Take the calculation of page UVs as an example.

  1. Create an Aggregate table with a BITMAP column visit_users, which uses the aggregate function BITMAP_UNION.

    CREATE TABLE `page_uv` (
      `page_id` INT NOT NULL COMMENT 'page ID',
      `visit_date` datetime NOT NULL COMMENT 'access time',
      `visit_users` BITMAP BITMAP_UNION NOT NULL COMMENT 'user ID'
    ) ENGINE=OLAP
    AGGREGATE KEY(`page_id`, `visit_date`)
    DISTRIBUTED BY HASH(`page_id`)
    PROPERTIES (
      "replication_num" = "3",
      "storage_format" = "DEFAULT"
    );
  2. Load data into this table.

    Use INSET INTO to load data:

    INSERT INTO page_uv VALUES
    (1, '2020-06-23 01:30:30', to_bitmap(13)),
    (1, '2020-06-23 01:30:30', to_bitmap(23)),
    (1, '2020-06-23 01:30:30', to_bitmap(33)),
    (1, '2020-06-23 02:30:30', to_bitmap(13)),
    (2, '2020-06-23 01:30:30', to_bitmap(23));

    After data is loaded:

    • In the row page_id = 1, visit_date = '2020-06-23 01:30:30', the visit_user field contains three bitmap elements (13, 23, 33).
    • In the row page_id = 1, visit_date = '2020-06-23 02:30:30', the visit_user field contains one bitmap element (13).
    • In the row page_id = 2, visit_date = '2020-06-23 01:30:30', the visit_user field contains one bitmap element (23).
  3. Calculate page UVs.

    SELECT page_id, count(distinct visit_users) FROM page_uv GROUP BY page_id;
    +-----------+------------------------------+
    |  page_id  | count(DISTINCT `visit_user`) |
    +-----------+------------------------------+
    |         1 |                            3 |
    |         2 |                            1 |
    +-----------+------------------------------+
    2 row in set (0.00 sec)

Global Dictionary

Currently, Bitmap-based Count Distinct mechanism requires the input to be integer. If the user needs to use other data types as input to the Bitmap, then the user needs to build their own global dictionary to map other types of data (such as string types) to integer types. There are several ideas for building a global dictionary.
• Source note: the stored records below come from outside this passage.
PR #4344, opened 2021-03-03
refactor(v2): format post date using Intl

lex111:
## Motivation

As discussed earlier, we'd better format the date using the Intl API. Since the current minimum version of Node.js does not offer full ICU support, we will use the polyfill `Intl`, which we will remove when moving to Node v14.

This will not affect on final client bundle size as formatting doing on during prerendering.

Yes

## Test Plan

Preview.

## Related PRs


packages/docusaurus-utils/package.json
```diff
@@ -23,6 +23,8 @@
     "escape-string-regexp": "^4.0.0",
     "fs-extra": "^9.1.0",
     "gray-matter": "^4.0.2",
+    "intl": "^1.2.5",
+    "intl-locales-supported": "^1.8.12",
```
slorber, line 27: so, it seems deprecated but seems safe in our case 🤪 

https://github.com/formatjs/formatjs/issues/1789

slorber:
Looks great thanks!

packages/docusaurus-utils/package.json
lex111: Hmm, didn't know about it, but this is a temporary solution until we set v14 as the minimum version of Node.

PR #4, opened 2017-10-09
Add TLS support

pmwebster:
We ended up adding this for our use internally and thought it could be useful for others :)


jdolitsky:
Yes! Thank you so much!
Somebody was literally just asking for this a few hours ago... Merged

PR #5, opened 2017-10-09
Removing accidental binary inclusion

pmwebster:
didn't mean to include the build the first time around.


jdolitsky:
ah thanks. didnt even see that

Hive table-based Global Dictionary

The global dictionary itself in this scheme is a Hive table, which has two columns, one for raw values and one for encoded Int values. The steps to generate the global dictionary are as follows:

  1. De-duplicate the dictionary columns of the fact table to generate a temporary table
  2. Left join the temporary table and the global dictionary, add new value to the temporary table.
  3. Encode the new value and insert it into the global dictionary.
  4. Left join the fact table and the updated global dictionary, replace the dictionary items with IDs.

In this way, the global dictionary can be updated and the value columns in the fact table can be replaced using Spark or MR. Compared with the trie tree-based global dictionary, this approach can be distributed and the global dictionary can be reused.

However, there are a few things to note: the original fact table is read multiple times, and there are two joins that consume a lot of extra resources during the calculation of the global dictionary.

Build a global dictionary based on a trie tree

Users can also build their own global dictionaries using trie trees (aka prefix trees or dictionary trees). The trie tree has common prefixes for the descendants of nodes, which can be used to reduce query time and minimize string comparisons, and therefore is well suited for implementing dictionary encoding. However, the implementation of trie tree is not easy to distribute and can create performance bottlenecks when the data volume is relatively large.

By building a global dictionary and converting other types of data to integer data, you can use Bitmap to perform accurate Count Distinct analysis of non-integer data columns.